'''
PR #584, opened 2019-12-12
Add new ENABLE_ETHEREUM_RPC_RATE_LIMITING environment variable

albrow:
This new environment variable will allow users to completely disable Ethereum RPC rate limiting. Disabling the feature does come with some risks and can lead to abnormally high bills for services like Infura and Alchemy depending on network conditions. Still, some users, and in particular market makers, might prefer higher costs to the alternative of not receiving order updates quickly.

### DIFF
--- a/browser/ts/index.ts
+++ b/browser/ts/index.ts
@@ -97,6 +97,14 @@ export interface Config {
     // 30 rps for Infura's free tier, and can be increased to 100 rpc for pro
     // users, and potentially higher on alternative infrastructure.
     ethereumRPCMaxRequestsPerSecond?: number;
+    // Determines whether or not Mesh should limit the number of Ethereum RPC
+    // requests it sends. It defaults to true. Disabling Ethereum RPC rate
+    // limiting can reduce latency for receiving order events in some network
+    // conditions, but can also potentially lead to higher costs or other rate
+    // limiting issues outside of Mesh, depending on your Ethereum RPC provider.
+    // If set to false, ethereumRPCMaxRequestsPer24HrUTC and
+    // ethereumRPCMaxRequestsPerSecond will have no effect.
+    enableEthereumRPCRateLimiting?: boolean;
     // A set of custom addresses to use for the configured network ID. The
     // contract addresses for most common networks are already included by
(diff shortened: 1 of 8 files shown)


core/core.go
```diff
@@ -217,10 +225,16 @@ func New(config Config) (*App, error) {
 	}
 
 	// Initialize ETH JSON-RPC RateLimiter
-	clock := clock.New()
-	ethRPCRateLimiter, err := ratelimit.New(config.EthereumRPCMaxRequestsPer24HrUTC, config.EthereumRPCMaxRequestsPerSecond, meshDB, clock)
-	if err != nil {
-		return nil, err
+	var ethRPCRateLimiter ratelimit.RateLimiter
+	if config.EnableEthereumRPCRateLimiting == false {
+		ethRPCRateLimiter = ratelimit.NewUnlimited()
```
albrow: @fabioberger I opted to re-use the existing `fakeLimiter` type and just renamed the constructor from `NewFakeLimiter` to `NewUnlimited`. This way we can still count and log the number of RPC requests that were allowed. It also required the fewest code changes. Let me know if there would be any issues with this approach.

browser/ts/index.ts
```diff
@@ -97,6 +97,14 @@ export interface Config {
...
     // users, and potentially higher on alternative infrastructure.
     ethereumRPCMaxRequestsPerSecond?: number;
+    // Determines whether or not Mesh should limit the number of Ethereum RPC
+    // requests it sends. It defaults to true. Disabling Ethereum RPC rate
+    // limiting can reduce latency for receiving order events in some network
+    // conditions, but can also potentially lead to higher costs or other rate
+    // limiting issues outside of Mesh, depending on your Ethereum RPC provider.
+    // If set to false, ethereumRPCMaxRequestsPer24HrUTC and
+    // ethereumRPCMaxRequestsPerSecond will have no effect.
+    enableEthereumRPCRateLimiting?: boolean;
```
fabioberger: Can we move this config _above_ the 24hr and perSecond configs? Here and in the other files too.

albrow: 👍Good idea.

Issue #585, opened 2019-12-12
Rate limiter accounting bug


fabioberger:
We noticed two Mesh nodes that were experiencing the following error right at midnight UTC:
'''
■ **Task goal**
Copy out whichever lines of the listing contain the word "opened".

■ **Task solution**
PR #584, opened 2019-12-12
Issue #585, opened 2019-12-12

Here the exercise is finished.